In the course of his charge, his Honour said:
A demand will be unwarranted unless the person making the demand does so in the belief (a) that he has reasonable grounds for making it and (b) that the use of menaces by him was a proper – meaning for these purposes a lawful and not criminal – in reinforcing the demand … This element therefore is concerned with the accused’s state of mind. Demand with menaces would be unwarranted unless the demander genuinely believes that person making the demand and that it is proper to reinforce it with menaces. ‘Proper’ is a word of wide meaning, but does not include an act which is unlawful. The test is, did the accused believe that it was proper in the sense of lawful, to employ menaces to reinforce his demand in all the circumstances. … It’s important when considering this element to remember that the question is whether the demander believed he had a reasonable and proper ground for his demand. It is his state of mind that is all important, not whether or not you, the jury, believe there are reasonable grounds for that belief. Remember there is no onus on the accused to establish their state of mind …

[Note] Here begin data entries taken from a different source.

PR #3774, opened 2026-09-01
feat(account): say whether this node holds the root of the account it speaks for

rtb-12:
## Summary

A caller cannot tell the account holder from a device paired into it. Both report the same `accountId` and the same `accountRootPublicKey`, because a paired node adopts the account it was certified into. The only way to learn that a node cannot certify another device was to attempt `pair-complete` and be refused with `PairingNotTheAccountHolder`.

`GET /admin-api/identity` now reports `holdsAccountRoot`.

```rust
/// Whether this node holds the root key of the account it speaks for. False
/// means no root key available: the node runs on a delegate device key, so it
/// cannot certify another device into the account.
#[serde(default)]
pub holds_account_root: bool,
```

It is read where the identity is already assembled, so it adds no failure path of its own. The two branches of that read are the two answers: the device row names the account this node adopted, and the fallback reports the node's own root, which is the account it holds the root of by construction.

```rust
if let Some(held) = devices.unrevoked_device()? {
    let holds_root = devices
        .account_root()?
        .is_some_and(|root| root.account() == held.account);
    ...
}
Ok(devices.account_root()?.map(|root| (root.account(), ..., true)))
```

**The account has to match rather than a root merely existing.** A node that ran `merod init` holds a root and can still be paired into another account, and certifying into that one is not its to do. That combination is not hypothetical: `a_node_whose_own_device_was_revoked_falls_back_to_its_own_account_root` already builds it, and a bare `is_some` reports such a node as the holder.

Defaulted on deserialization so a response from a node predating the field still parses, which is what `crates/client`'s identity test pins.

The caller this is for is the desktop's account panel, which offered "Add a device" on every node and so offered a button a paired device's node would always refuse.

## Test plan

- `cargo test -p calimero-server --lib get_node_identity`: 7 passed.
- Three new cases: the holder reports `true`; a node holding its own root but paired elsewhere reports `false` for the adopted account; a node with no root reports `false`.
- Replacing the condition with a bare `is_some()` fails `a_paired_node_does_not_hold_the_root_of_the_account_it_adopted` and nothing else, confirming the account match is what the test pins.
- `cargo test -p calimero-client --lib a_caller_finds_itself_by_matching_its_account`: 1 passed, covering an identity response that omits the field.
- `cargo fmt --all --check` clean.


crates/server/src/admin/handlers/identity/get_node_identity.rs
```diff
@@ -89,6 +99,18 @@ pub async fn handler(Extension(state): Extension<Arc<AdminState>>) -> impl IntoR
         }
         .into_response();
     };
+    let holds_account_root = match holds_account_root(store, account) {
+        Ok(holds) => holds,
+        Err(err) => {
+            error!(error = ?err, "Failed to read this node's account root");
```
chefsale: be more specific, failed to read can mean anything.

rtb-12: Fixed in 9d13609. It now names the record and what its absence leaves unknown:

```
failed to read this node's account root record, so whether it may certify
another device into its account is unknown
```

The log line says `Failed to read this node's account root record` rather than just "account root", so the two read as the same failure.

chefsale: Maybe something along the lines: this node holds only device key so the account root is not available? as i still dont get the reason of failure :D

rtb-12: Yes updating only , I also dont feel this right . Claude just pushed it and replied

chefsale (approved):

So far, his Honour’s directions were unimpeachable. Unfortunately, he continued:
The burden of proof is on the prosecution to establish beyond reasonable doubt that the accused had a guilty intent. It would do that by proving beyond reasonable doubt that the accused (a) did not have reasonable grounds of making the demand or (b) did not believe that the use of menaces by him was a proper means of reinforcing the demand.
His Honour reinforced his direction by saying at a later stage the element the Crown was obliged to prove was that the appellant ‘accompanied his demand with menaces and … that it was an unwarranted demand in that he either (a) did not have reasonable grounds for making it; or (b) did not believe that the use of menaces was a proper means of reinforcing it.’
The Crown was obliged to prove that the accused did not have reasonable grounds for making the demand or did not believe that the use of menaces was a proper means of reinforcing the demand. So much is apparent from s 87 of the Crimes Act 1958. The trial judge did say at one point that the Crown was required to prove that the accused did not believe he had reasonable grounds for making the
demand, but on two other occasions he said to the jury that it was sufficient for the Crown to prove that the accused did not have reasonable grounds for making the demand. The jury may well have taken the reiterated incorrect statement as being the law. Accordingly, I am o f the opinion that the trial miscarried.
For the foregoing reasons I am of the opinion that the appeal should be allowed and the conviction sustained by the appellant in the court below should be quashed. As the appellant has served the sentence imposed upon him, there is no utility in ordering a retrial. Accordingly I would direct that a verdict of acquittal be entered.
The verdict is not to be taken as a vindication of the position adopted by the appellant. Rather, it is simply a reflection of an error in the charge combined with the fact that the sentence has been served.
BONGIORNO JA:
I agree with the disposition proposed by Buchanan JA for the reasons his Honour has given.
WILLIAMS AJA:
I too agree.
BUCHANAN JA:
The order of the Court will be that the appeal is allowed, the conviction sustained by the appellant in the Court below is quashed and it is ordered that a verdict of acquittal be entered.